** Opening Data extract block **

PR #219, opened 2019-10-01
Add monitoring to GCP

juadk:
Enable monitoring for GCP with an option to disable it

GCP documentation needs to be rework as is in AWS or Azure (future PR).

### DIFF
--- a/gcp/disks.tf
+++ b/gcp/disks.tf
@@ -21,3 +21,10 @@ resource "google_compute_disk" "node_data2" {
   zone  = element(data.google_compute_zones.available.names, count.index)
 }
 
+resource "google_compute_disk" "monitoring_data" {
+  count = var.monitoring_enabled == true ? 1 : 0
+  name  = "${terraform.workspace}-${var.name}-monitoring-data"
+  type  = "pd-standard"
+  size  = "20"
+  zone  = element(data.google_compute_zones.available.names, 1)
+}
--- a/gcp/outputs.tf
+++ b/gcp/outputs.tf
@@ -1,10 +1,59 @@
-# Outputs: Public IP address where the service will be listening on
+# Outputs:
+# - Private IP
+# - Public IP
+# - Private node name
+# - Public node name
+
+# iSCSI server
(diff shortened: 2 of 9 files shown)


gcp/outputs.tf
```diff
@@ -1,10 +1,56 @@
...
+output "cluster_nodes_public_name" {
+  value = []
+}
+
+# Monitoring
+
+output "monitoring_nodes_ip" {
+  value = google_compute_instance.monitoring.*.network_interface.0.network_ip
+}
+output "monitoring_nodes_public_ip" {
```
ldevulder: An empty line could help the reading ;-)

gcp/outputs.tf
```diff
@@ -1,10 +1,56 @@
...
+  value = google_compute_instance.monitoring.*.network_interface.0.access_config.0.nat_ip
+}
+output "monitoring_nodes_name" {
+  value = ""
+}
```
ldevulder: Should be: `value = google_compute_instance.monitoring.*.name`

gcp/disks.tf
```diff
@@ -21,3 +21,9 @@ resource "google_compute_disk" "node_data2" {
   zone  = element(data.google_compute_zones.available.names, count.index)
 }
 
+resource "google_compute_disk" "monitoring_data" {
+  name = "${terraform.workspace}-${var.name}-monitoring-data"
```
arbulu89: I guess we don't need to create the disk if the monitoring is not enabled, right?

** Closing Data extract block **

◆ **Aim of the exercise**
If the word "ldevulder" is on a line above, return that line.

◆ **Answer box**
ldevulder: An empty line could help the reading ;-)
ldevulder: Should be: `value = google_compute_instance.monitoring.*.name`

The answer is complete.